En la entrada de Cedaceros, por la que los periodistas acceden al Congreso de los Diputados, los micrófonos y las cámaras esperan la llegada de los ministros Luis de Guindos y Fátima Báñez para intentar recoger las manifestaciones previas a sus comparecencias en las comisiones de Economía y Trabajo respectivamente. Por los pasillos, los periodistas se mezclan con los políticos con total naturalidad, e incluso una cierta indiferencia, seguramente inducida por la costumbre de tratar con ellos todos los días.
Para el neófito poco acostumbrado a estos menesteres de la alta política, está el juego de reconocer a los diputados que ve día a día en televisión.
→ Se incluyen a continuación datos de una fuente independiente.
PR #292, opened 2022-09-06
Move to OpenGL + GLFW + Freetype

### LINKED ISSUE #135: Blit32bppImage Segfaults Intermittently
The function has segfaulted twice on me, but it's inconsistent.

When I was fixing the SDL problem, I was able to discover blit segfaults are due to dereferencing `src_base`. This could mean that `mem` is being reallocated at a different timev than the variables that control `src_base`. I don't really understand why pointer math is being used here, but it _usually_ works flawlessly.

The first time it segfaulted I was moving the FreeRCT window around my desktop, maximizing it, minimizing it, etc. I tried briefly to make it segfault again, and was unsuccessful. If I had to guess, I'd say that `mem` was resized and `src_base` was not made aware of this because of some flaw in how the frame generation works, but the nature of the flaw means the window resize has to hit at exactly the right part of the tick cycle. It's kind of a guess.

The second time it segfaulted was when I built a roller coaster to space and it got too high. Dr. MinGW tells me it was Blit32bppImage; I would have otherwise thought it was not related to blitting. I haven't looked to see how this came about.

Since the second segfault, I'm not so sure my theory about window resizing at the exact right part of the update is actually the problem.

### LINKED ISSUE #223: `heap-buffer-overflow` in `Blit8bppImages`
When dragging a window with a horizontal scrollbar (e.g. the scenery placement window) so that the scrollbar is below the lower edge of the FreeRCT window, the program reproducably crashes with
```
=================================================================
==19207==ERROR: AddressSanitizer: heap-buffer-overflow on address 0x7f00fb99aed4 at pc 0x55d6ede62d8b bp 0x7ffc40289810 sp 0x7ffc40289800
READ of size 4 at 0x7f00fb99aed4 thread T0
    #0 0x55d6ede62d8a in Blit8bppImages /home/benedikt/Programmierung/FreeRCT/src/video.cpp:680
    #1 0x55d6ede645b7 in VideoSystem::BlitImages(Point<int> const&, ImageData const*, unsigned short, unsigned short, Recolouring const&, GradientShift) /home/benedikt/Programmierung/FreeRCT/src/video.cpp:823
    #2 0x55d6edc8a0f7 in VideoSystem::BlitImage(Point<int> const&, ImageData const*, Recolouring const&, GradientShift) /home/benedikt/Programmierung/FreeRCT/src/video.h:137
    #3 0x55d6ede85447 in ScrollbarWidget::Draw(GuiWindow const*) /home/benedikt/Programmierung/FreeRCT/src/widget.cpp:865
    #4 0x55d6ede8d758 in IntermediateWidget::Draw(GuiWindow const*) /home/benedikt/Programmierung/FreeRCT/src/widget.cpp:1507
    #5 0x55d6ede8846c in BackgroundWidget::Draw(GuiWindow const*) /home/benedikt/Programmierung/FreeRCT/src/widget.cpp:1168
    #6 0x55d6ede8d758 in IntermediateWidget::Draw(GuiWindow const*) /home/benedikt/Programmierung/FreeRCT/src/widget.cpp:1507
    #7 0x55d6ede9592a in GuiWindow::OnDraw(MouseModeSelector*) /home/benedikt/Programmierung/FreeRCT/src/window.cpp:476
    #8 0x55d6ede9a5ba in WindowManager::UpdateWindows() /home/benedikt/Programmierung/FreeRCT/src/window.cpp:1147
    #9 0x55d6ede9a848 in WindowManager::Tick() /home/benedikt/Programmierung/FreeRCT/src/window.cpp:1168
    #10 0x55d6edca3b2f in OnNewFrame(unsigned int) /home/benedikt/Programmierung/FreeRCT/src/gamecontrol.cpp:76
    #11 0x55d6ede623af in VideoSystem::MainLoop() /home/benedikt/Programmierung/FreeRCT/src/video.cpp:541
    #12 0x55d6edca2cfd in freerct_main(int, char**) /home/benedikt/Programmierung/FreeRCT/src/freerct.cpp:213
    #13 0x55d6ede9c44a in main /home/benedikt/Programmierung/FreeRCT/src/unix/main_unix.cpp:22
    #14 0x7f0113c6b564 in __libc_start_main (/lib/x86_64-linux-gnu/libc.so.6+0x28564)
    #15 0x55d6edc0e51d in _start (/home/benedikt/Programmierung/FreeRCT/build/bin/freerct+0x17451d)

0x7f00fb99aed4 is located 2772 bytes to the right of 1920000-byte region [0x7f00fb7c5800,0x7f00fb99a400)
allocated by thread T0 here:
    #0 0x7f0114424717 in operator new[](unsigned long) ../../../../src/libsanitizer/asan/asan_new_delete.cpp:102
    #1 0x55d6ede6035b in VideoSystem::SetResolution(Point<int> const&) /home/benedikt/Programmierung/FreeRCT/src/video.cpp:251
    #2 0x55d6ede61f95 in VideoSystem::HandleEvent() /home/benedikt/Programmierung/FreeRCT/src/video.cpp:516
    #3 0x55d6ede623bb in VideoSystem::MainLoop() /home/benedikt/Programmierung/FreeRCT/src/video.cpp:545
    #4 0x55d6edca2cfd in freerct_main(int, char**) /home/benedikt/Programmierung/FreeRCT/src/freerct.cpp:213
    #5 0x55d6ede9c44a in main /home/benedikt/Programmierung/FreeRCT/src/unix/main_unix.cpp:22
    #6 0x7f0113c6b564 in __libc_start_main (/lib/x86_64-linux-gnu/libc.so.6+0x28564)

SUMMARY: AddressSanitizer: heap-buffer-overflow /home/benedikt/Programmierung/FreeRCT/src/video.cpp:680 in Blit8bppImages
Shadow bytes around the buggy address:
  0x0fe09f72b580: fa fa fa fa fa fa fa fa fa fa fa fa fa fa fa fa
  0x0fe09f72b590: fa fa fa fa fa fa fa fa fa fa fa fa fa fa fa fa
  0x0fe09f72b5a0: fa fa fa fa fa fa fa fa fa fa fa fa fa fa fa fa
  0x0fe09f72b5b0: fa fa fa fa fa fa fa fa fa fa fa fa fa fa fa fa
  0x0fe09f72b5c0: fa fa fa fa fa fa fa fa fa fa fa fa fa fa fa fa
=>0x0fe09f72b5d0: fa fa fa fa fa fa fa fa fa fa[fa]fa fa fa fa fa
  0x0fe09f72b5e0: fa fa fa fa fa fa fa fa fa fa fa fa fa fa fa fa
  0x0fe09f72b5f0: fa fa fa fa fa fa fa fa fa fa fa fa fa fa fa fa
  0x0fe09f72b600: fa fa fa fa fa fa fa fa fa fa fa fa fa fa fa fa
  0x0fe09f72b610: fa fa fa fa fa fa fa fa fa fa fa fa fa fa fa fa
  0x0fe09f72b620: fa fa fa fa fa fa fa fa fa fa fa fa fa fa fa fa
Shadow byte legend (one shadow byte represents 8 application bytes):
  Addressable:           00
  Partially addressable: 01 02 03 04 05 06 07 
  Heap left redzone:       fa
  Freed heap region:       fd
  Stack left redzone:      f1
  Stack mid redzone:       f2
  Stack right redzone:     f3
  Stack after return:      f5
  Stack use after scope:   f8
  Global redzone:          f9
  Global init order:       f6
  Poisoned by user:        f7
  Container overflow:      fc
  Array cookie:            ac
  Intra object redzone:    bb
  ASan internal:           fe
  Left alloca redzone:     ca
  Right alloca redzone:    cb
  Shadow gap:              cc
==19207==ABORTING
make[3]: *** [CMakeFiles/run.dir/build.make:76: CMakeFiles/run] Fehler 1
make[2]: *** [CMakeFiles/Makefile2:163: CMakeFiles/run.dir/all] Fehler 2
make[1]: *** [CMakeFiles/Makefile2:170: CMakeFiles/run.dir/rule] Fehler 2
make: *** [Makefile:205: run] Fehler 2
```
Version: 7aceb948 with ASan enabled
Possibly related to #135

### LINKED ISSUE #291: 32bpp Image Data Layout Is Messed Up
<details>
<summary>TL;DR</summary>
To reproduce, add the following code at the end of `ImageData::Load32bpp`, then compile with ASan enabled and try to start.

```c++
	for (int x = 0; x < this->width; ++x) {
		for (int y = 0; y < this->height; ++y) {
			uint32 colour = this->GetPixel(x, y);
		}
	}
```

I guarantee that one of the first images loaded will cause a crash with a heap-buffer-overflow. It seems to happen at random locations, anywhere inside the image. Adding log data before every `GetPixel` call in the snippet above, the first output after starting is:
```
[100%] Built target freerct
NOCOM 32bpp [ 47x 29]   0x  0
NOCOM 32bpp [ 47x 29]   0x  1
NOCOM 32bpp [ 47x 29]   0x  2
=================================================================
==117653==ERROR: AddressSanitizer: heap-buffer-overflow on address 0x617000000b1f at pc 0x5607b284738a bp 0x7ffdc4c8b6c0 sp 0x7ffdc4c8b6b8
READ of size 1 at 0x617000000b1f thread T0
    #0 0x5607b2847389 in ImageData::GetPixel(unsigned short, unsigned short, Recolouring const*, GradientShift) const /home/benedikt/frct/freerct/src/sprite_data.cpp:201:20
    #1 0x5607b2848182 in ImageData::PostLoad() /home/benedikt/frct/freerct/src/sprite_data.cpp:253:26
    #2 0x5607b2848549 in LoadImage(RcdFileReader*) /home/benedikt/frct/freerct/src/sprite_data.cpp:284:8
    #3 0x5607b28594d3 in SpriteManager::Load(char const*) /home/benedikt/frct/freerct/src/sprite_store.cpp:1363:21
    #4 0x5607b285bdfc in SpriteManager::LoadRcdFiles() /home/benedikt/frct/freerct/src/sprite_store.cpp:1582:10
    #5 0x5607b26e411b in freerct_main(int, char**) /home/benedikt/frct/freerct/src/freerct.cpp:212:18
    #6 0x5607b290f9e1 in main /home/benedikt/frct/freerct/src/unix/main_unix.cpp:22:7
    #7 0x7ff6b8483d8f in __libc_start_call_main csu/../sysdeps/nptl/libc_start_call_main.h:58:16
    #8 0x7ff6b8483e3f in __libc_start_main csu/../csu/libc-start.c:392:3
    #9 0x5607b25828f4 in _start (/home/benedikt/frct/freerct/build/bin/freerct+0x1568f4) (BuildId: 19917b9e83e8f595ebdebd02563d739fe31a45b4)

0x617000000b1f is located 261 bytes to the right of 666-byte region [0x617000000780,0x617000000a1a)
allocated by thread T0 here:
    #0 0x5607b264061d in operator new[](unsigned long) (/home/benedikt/frct/freerct/build/bin/freerct+0x21461d) (BuildId: 19917b9e83e8f595ebdebd02563d739fe31a45b4)
    #1 0x5607b2845e31 in ImageData::Load8bpp(RcdFileReader*, unsigned long) /home/benedikt/frct/freerct/src/sprite_data.cpp:52:19
    #2 0x5607b2848487 in LoadImage(RcdFileReader*) /home/benedikt/frct/freerct/src/sprite_data.cpp:280:9
    #3 0x5607b28594d3 in SpriteManager::Load(char const*) /home/benedikt/frct/freerct/src/sprite_store.cpp:1363:21
    #4 0x5607b285bdfc in SpriteManager::LoadRcdFiles() /home/benedikt/frct/freerct/src/sprite_store.cpp:1582:10
    #5 0x5607b26e411b in freerct_main(int, char**) /home/benedikt/frct/freerct/src/freerct.cpp:212:18
    #6 0x5607b290f9e1 in main /home/benedikt/frct/freerct/src/unix/main_unix.cpp:22:7
    #7 0x7ff6b8483d8f in __libc_start_call_main csu/../sysdeps/nptl/libc_start_call_main.h:58:16

SUMMARY: AddressSanitizer: heap-buffer-overflow /home/benedikt/frct/freerct/src/sprite_data.cpp:201:20 in ImageData::GetPixel(unsigned short, unsigned short, Recolouring const*, GradientShift) const
Shadow bytes around the buggy address:
  0x0c2e7fff8110: 00 00 00 00 00 00 00 00 00 00 00 00 00 00 00 00
  0x0c2e7fff8120: 00 00 00 00 00 00 00 00 00 00 00 00 00 00 00 00
  0x0c2e7fff8130: 00 00 00 00 00 00 00 00 00 00 00 00 00 00 00 00
  0x0c2e7fff8140: 00 00 00 02 fa fa fa fa fa fa fa fa fa fa fa fa
  0x0c2e7fff8150: fa fa fa fa fa fa fa fa fa fa fa fa fa fa fa fa
=>0x0c2e7fff8160: fa fa fa[fa]fa fa fa fa fa fa fa fa fa fa fa fa
  0x0c2e7fff8170: fa fa fa fa fa fa fa fa fa fa fa fa fa fa fa fa
  0x0c2e7fff8180: fa fa fa fa fa fa fa fa fa fa fa fa fa fa fa fa
  0x0c2e7fff8190: fa fa fa fa fa fa fa fa fa fa fa fa fa fa fa fa
  0x0c2e7fff81a0: fa fa fa fa fa fa fa fa fa fa fa fa fa fa fa fa
  0x0c2e7fff81b0: fa fa fa fa fa fa fa fa fa fa fa fa fa fa fa fa
Shadow byte legend (one shadow byte represents 8 application bytes):
  Addressable:           00
  Partially addressable: 01 02 03 04 05 06 07 
  Heap left redzone:       fa
  Freed heap region:       fd
  Stack left redzone:      f1
  Stack mid redzone:       f2
  Stack right redzone:     f3
  Stack after return:      f5
  Stack use after scope:   f8
  Global redzone:          f9
  Global init order:       f6
  Poisoned by user:        f7
  Container overflow:      fc
  Array cookie:            ac
  Intra object redzone:    bb
  ASan internal:           fe
  Left alloca redzone:     ca
  Right alloca redzone:    cb
==117653==ABORTING
```
Depending on which image is loaded first, the invalid access may occur in a different line in `GetPixel`. The memory access is always a small number of bytes after the end of the allocated data, sometimes just off by very few bytes, sometimes several lines of ASan shadow bytes.

The crashes only happen in 32bpp images; 8bpp images seem to be fine.

For reference, here's the `GetPixel` implementation:
https://github.com/FreeRCT/FreeRCT/blob/d3af2c4d05c0dc1bcb428e13d223a64352fe5e5c/src/sprite_data.cpp#L160-L243
And the file format documentation:
https://github.com/FreeRCT/FreeRCT/blob/d3af2c4d05c0dc1bcb428e13d223a64352fe5e5c/developer_documentation/data_format.rst#L186-L244

Or maybe the code emitted by RCDgen is at fault?
https://github.com/FreeRCT/FreeRCT/d3af2c4d05c0dc1bcb428e13d223a64352fe5e5c/master/src/rcdgen/image.cpp
</details>

---

**So my question is**,
does anyone understand the format of our 32bpp `ImageData` structure, what is done wrong in `ImageData::GetPixel` for 32bpp sprites, and/or how to fix the out-of-bounds memory access?

**Background** is that I am now seriously tackling the move to OpenGL/OpenGLES, and its rendering mechanism means that, for every sprite loaded from an RCD file in our own image encoding implementation, I need to create a pixel array `uint8[w * h * 4]` once after loading and fill it in with the RGBA values of every pixel in the image, which will afterwards allow rendering the image far more efficiently than the *(about-to-be-removed, hello #223 and #135)* `Blit8|32bppImages` functions ever could. This issue is the last bigger obstacle in the way to completing my graphics rewrite, everything after that will be comparatively easy.

---

Probably related: #135

Noordfrees:
Finally, here's the big, big move to OpenGL. My requirement is OpenGL 3.3, which I *hope* isn't unrealistically high (no idea what a reasonable expectation is, though it *might* work with older versions as well, don't know), and I *think* it's OpenGL ES – at least I trimmed it down until it compiles in WebAssembly which has a very limited feature set.

I decided to go the whole way and not just replace the software rendering but all of SDL. The new backend is GLFW which is a) easier to use, b) offers the same range of features, and c) appears a bit less bug-prone to me (though that might just be because until now I worked with SDL much more than with GLFW).

The font rendering now uses Freetype. I had to include a different default font though because our previous one lacks important characters.

The framerate says it all. Master gets extremely laggy (i.e. unplayable) the moment you run it at anything larger than 800×600. My benchmark for this branch is at 1920×1080, in a debug build with ASan, the desired maximum framerate of 33.3 with no windows open and ~20 FPS with lots of windows.

I'd appreciate if this could get some testing on other systems. Also some thoughts by @PSVita-Dev would be appreciated.

image

Fixes #135 
Fixes #223 
Fixes #291


Alberth289346:
Very nice indeed!

I compiled and ran the program, so that works.

Playing a bit with it gave me 2 problems.
- It's very hard to toggle open/closed, I think it's not about this change, so I'll make a new issue about it.

- Is the tooltip bug new?
  Screenshot from 2022-09-07 07-18-03

src/video.cpp
```diff
@@ -5,861 +5,908 @@
...
+	glBindTexture(GL_TEXTURE_2D, 0);
+	FT_Done_Face(face);
+	FT_Done_FreeType(ft);
+
+	/* Check that we have at least a bearing character and a glyph for invalid characters. */
+	std::string sample_text = {BEARING_CHARACTER};
+	const char *c = sample_text.c_str();
+	size_t i = 1;
+	this->GetFontGlyph(&c, i);
+	this->GetFontGlyph(&c, i);
```
Alberth289346: This is weird, calling the same thing twice, perhaps add a comment about it?

src/video.cpp
```diff
@@ -5,861 +5,908 @@
...
+		if (length > 0) {
+			++*text;
+			++length;
+		}
+		/* Fall though to default glyph selection. */
+	} else {
+		*text += bytes_read;
+		length -= bytes_read;
+		if (codepoint <= MAX_CODEPOINT && this->characters[codepoint].valid) return this->characters[codepoint];
+		/* Fall though to default glyph selection. */
```
Alberth289346: Insert an empty line before or write `/* else fall though to default glyph selection. */` to make it more obvious that this doesn't happen always.

src/video.cpp
```diff
@@ -5,861 +5,908 @@
...
+void TextRenderer::Draw(const std::string &text, float x, float y, float max_width, uint32 colour, float scale)
 {
-	if (this != &cr) {
-		this->absx = cr.absx;
-		this->absy = cr.absy;
-		this->width = cr.width;
-		this->height = cr.height;
-		this->address = cr.address; this->pitch = cr.pitch;
+	if (text.empty()) return;
+	glUseProgram(this->shader);
```
Alberth289346, line 205: Insert empty line before, as you handle a different case now.

src/video.cpp
```diff
@@ -5,861 +5,908 @@
...
+	glUniform1f(glGetUniformLocation(this->shader, "text_colour_r"), FGetR(colour));
+	glUniform1f(glGetUniformLocation(this->shader, "text_colour_g"), FGetG(colour));
+	glUniform1f(glGetUniformLocation(this->shader, "text_colour_b"), FGetB(colour));
+	glUniform1f(glGetUniformLocation(this->shader, "text_colour_a"), FGetA(colour));
+
+	glActiveTexture(GL_TEXTURE0);
+	glBindVertexArray(this->vao);
+
+	y += 0.75f * FONT_PADDING_V * this->font_size * scale;
+	x += FONT_PADDING_H * 0.5f;
```
Alberth289346, line 219: Do these magic values need a constant or a comment?

src/video.cpp
```diff
@@ -5,861 +5,908 @@
...
 
 /**
- * Initialize the video system, preparing it for use.
- * @param font_name Name of the font file to load.
- * @param font_size Size of the font.
- * @return Error message if initialization failed, else an empty text.
+ * Called by OpenGL when the window size changes.
+ * @param window Window whose size changed.
+ * @param w New width.
+ * @param h New height.
```
Alberth289346: To make it more clear they are new, change their name. Code like `_video.width = w;` may be interpreted as doing nothing if you miss these two lines.

src/video.cpp
```diff
@@ -5,861 +5,908 @@
...
-	} else {
-		printf("Could not set window icon (%s)\n", SDL_GetError());
-	}
+	_window_manager.RepositionAllWindows(_video.width, _video.height);
+	NotifyChange(WC_BOTTOM_TOOLBAR, ALL_WINDOWS_OF_TYPE, CHG_RESOLUTION_CHANGED, 0);
+}
 
-	SDL_StartTextInput(); // Enable Unicode character input.
+/**
+ * Called by OpenGL when a key was pressed.
```
Alberth289346: Line 326 contradicts this promise.

src/video.cpp
```diff
@@ -5,861 +5,908 @@
...
+ * @param window Window in which the event occurred.
+ * @param key Constant of the pressed key.
+ * @param scancode Scancode of the pressed key.
+ * @param action Whether the mouse button was pressed or released.
+ * @param mods Bitset of modifier keys.
+ */
+void VideoSystem::KeyCallback(GLFWwindow *window, int key, [[maybe_unused]] int scancode, int action, int mods)
+{
+	assert(window == _video.window);
+	if (action == GLFW_RELEASE) return;
```
Alberth289346: Alternatively, you could return if `action != GLFW_PRESS` (I assume). That excludes any other key event that may happen as well.

src/video.cpp
```diff
@@ -5,861 +5,908 @@
...
+
+	switch (button) {
+		case GLFW_MOUSE_BUTTON_RIGHT:
+			_window_manager.MouseButtonEvent(MB_RIGHT, action == GLFW_PRESS);
+			break;
+		case GLFW_MOUSE_BUTTON_LEFT:
+			_window_manager.MouseButtonEvent(MB_LEFT, action == GLFW_PRESS);
+			break;
+		case GLFW_MOUSE_BUTTON_MIDDLE:
+			_window_manager.MouseButtonEvent(MB_MIDDLE, action == GLFW_PRESS);
```
Alberth289346, line 500: I have seen people use `GLFW_RELEASE` here, allowing you to either press at the wrong spot and move towards it before release, or have a change of mind after pressing, and move away before release.

Mostly useful for non-mouse systems though, so it's fine to keep this now imho.

src/video.cpp
```diff
@@ -5,861 +5,908 @@
...
+	if (this->window == nullptr) {
+		glfwTerminate();
+		error("Failed to open GLFW window\n");
+	}
 
-		case SDL_USEREVENT:
-			return true;
+	glfwMakeContextCurrent(this->window);
+	if (glewInit() != GLEW_OK) error("Failed to initialize GLEW\n");
+	this->UpdateClip();
```
Alberth289346: `error` bails out too right?

Maybe insert an empty line between these to denote it's not one contiguous block?

src/video.cpp
```diff
@@ -5,861 +5,908 @@
...
-	while (_video.MainLoopDoCycle());
+	while (this->MainLoopDoCycle());
 }
 
-/**
- * Perform one cycle of the main loop.
- */
-/* static */ void VideoSystem::MainLoopCycle()
+/** Perform one cycle of the main loop. */
+void VideoSystem::MainLoopCycle()
```
Alberth289346: It's still static:
```
src/video.h
97:	static void MainLoopCycle();
```

src/video.cpp
```diff
@@ -5,861 +5,908 @@
...
-	/* Opaque, but colour adjusted depending on the old pixel. */
-	return MakeRGBA(r >> 8, g >> 8, b >> 8, OPAQUE);
+/**
+ * Set the current clipping area.
+ * @param rect New clipping area.
+ * @see #PopClip
+ */
+void VideoSystem::PushClip(const Rectangle32 &rect)
+{
+	this->clip.push_back(rect);
```
Alberth289346, line 694: Perhaps check width and height are more than `0` ?

Alberth289346: Reverse coord computing will crash otherwise.

src/video.cpp
```diff
@@ -5,861 +5,908 @@
...
 
 /**
- * Blit pixels from the \a spr relative to \a img_base into the area.
- * @param pt Base coordinates of the sprite data.
- * @param spr The sprite to blit.
- * @param numx Number of sprites to draw in horizontal direction.
- * @param numy Number of sprites to draw in vertical direction.
- * @param recolour Sprite recolouring definition.
- * @param shift Gradient shift.
+ * Load an OpenGL shader.
```
Alberth289346: It loads two shaders, maybe this is not about loading shaders but about configuring shaders for OpenGL?

(ie a higher level aim)

src/video.cpp
```diff
@@ -5,861 +5,908 @@
...
+	glShaderSource(vertex_shader_id, 1, &vertex_source_pointer, NULL);
+	glCompileShader(vertex_shader_id);
+
+	/* Check Vertex Shader. */
+	glGetShaderiv(vertex_shader_id, GL_COMPILE_STATUS, &result);
+	glGetShaderiv(vertex_shader_id, GL_INFO_LOG_LENGTH, &info_log_length);
+	if (info_log_length > 0) {
+		std::vector<char> vertex_shader_error_message(info_log_length+1);
+		glGetShaderInfoLog(vertex_shader_id, info_log_length, NULL, &vertex_shader_error_message[0]);
+		error("Compile error in shader %s: %s\n", vp, &vertex_shader_error_message[0]);
```
Alberth289346, line 818: Shouldn't you check `result`?  Ie, is it defined that log is empty on successful compile and non-empty on failed compile for all OpenGL systems that exist?

src/video.cpp
```diff
@@ -911,188 +955,158 @@ void VideoSystem::GetNumberRangeSize(int64 smallest, int64 biggest, int *width,
...
+ */
+void VideoSystem::DoDrawPlainColours(const std::vector<Point<float>> &points, uint32 col) {
+	struct PerVertexData {
+		float gl_x;
+		float gl_y;
+		float r;
+		float g;
+		float b;
+		float alpha;
+	};
```
Alberth289346, line 1035: And now you hope C++ doesn't insert padding in the structure.

src/video.cpp
```diff
@@ -911,188 +955,158 @@ void VideoSystem::GetNumberRangeSize(int64 smallest, int64 biggest, int *width,
...
+	std::vector<PerVertexData> vertices;
```
Alberth289346, line 1038: You could initialize capacity to avoid re-allocation.

src/video.h
```diff
@@ -5,186 +5,277 @@
...
+		GLuint texture_id;   ///< The OpenGL texture used to render this glyph.
+		Point16 size;        ///< Size of this glyph in pixels.
+		Point16 bearing;     ///< Alignment offset from the baseline.
+		GLuint advance;      ///< Horizontal spacing.
+		bool valid = false;  ///< If \c false, all data in this struct is invalid.
+	};
+
+	const FontGlyph &GetFontGlyph(const char **text, size_t &length) const;
+
+	FontGlyph characters[MAX_CODEPOINT + 1];  ///< All character glyphs in the current font indexed by their unicode codepoint.
```
Alberth289346, line 76: This could explode in size for foreign languages, not sure how much of a problem that is now (could improve in the future).

src/video.cpp
Noordfrees: This would have to be implemented in the WindowManager. This is actually not trivial because it breaks movement initiation. Maybe something for a future branch.

src/video.h
Noordfrees: Currently we only take characters from the lower unicode ranges (ASCII, character variants like äöüñç, some symbols like the °C character) and a few from the very high ranges. The space in-between is already being reserved here so we can index all characters by unicode codepoint, so the glyphs there are not loaded but memory is allocated for them. A lot of foreign scripts actually are in this range so the extra memory consumption will be zero.

The reason why I don't *load* these glyphs though is speed. Loading them all takes about five seconds on startup which is excessive. If/when we get more non-latin-script languages we may want to switch to on-demand loading of character ranges.

Noordfrees:
The tooltip bug isn't new, but I added a commit to fix it (this was an easy one).

src/video.cpp
Alberth289346: I don't see how you addressed this.

Non-empty log does not imply failed compile, see https://stackoverflow.com/questions/56923918/gl-info-log-length-returns-1#56924187

Alberth289346:
Deciding a shader gives errors purely on log size seems to allow for false positives, as far as I can see. Likely that should be addressed.

EDIT: Other stuff seems fine to me. Not sure how much testing should be done before merge?

Noordfrees:
Okay I had misunderstood that, this should address it. 

I think testing doesn't need to be very in-depth, OpenGL usually either works fine or has really glaring bugs such as inverted colours or failure to start. Smaller bugs will be found by and by, and they tend to appear only after merging anyway ;)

Martínez Pujalte, Txiki Benegas, Josu Erkoreka, Rafael Hernando… todos ellos llegan o se marchan sin ser conscientes de suscitar murmullos a su paso, todos ellos comenzando por la frase “mira, ese es….”.
En esta intrincado microcosmos, los diputados segovianos se mueven ya como pez en el agua, y así lo prueba la amistosa charla de Escudero y Gómez de la Serna con el portavoz del PP en el Congreso, Alfonso Alonso, al que “retaron” a comparar las bajas temperaturas de Segovia con las de Vitoria, capital de la que fue alcalde.
En su despacho de la planta primera, Juan Luis Gordo está ya perfectamente aclimatado, gracias en parte a la labor de su asistente, que le ha hecho más fácil el aterrizaje en el Congreso de los Diputados, y a la que no duda incluso en pedir un pequeño detalle en forma de planta de interior con la que personalizar su lugar de trabajo.
La actividad política no para, pero tampoco se detiene la actividad cultural y social del Congreso, que los días en los que no hay pleno, recibe la visita de grupos escolares y asociaciones que visitan un hemiciclo que tiene connotaciones segovianas con la presencia del comunero Juan Bravo y los artilleros Daoiz y Velarde en las placas sobre el dintel de las puertas de acceso al salón de plenos.
La ilusión de todos los visitantes es la misma: sentarse en el escaño del presidente del Gobierno y buscar los orificios de las balas que dejaron los asaltantes del 23 de febrero de 1981. Así es la condición humana.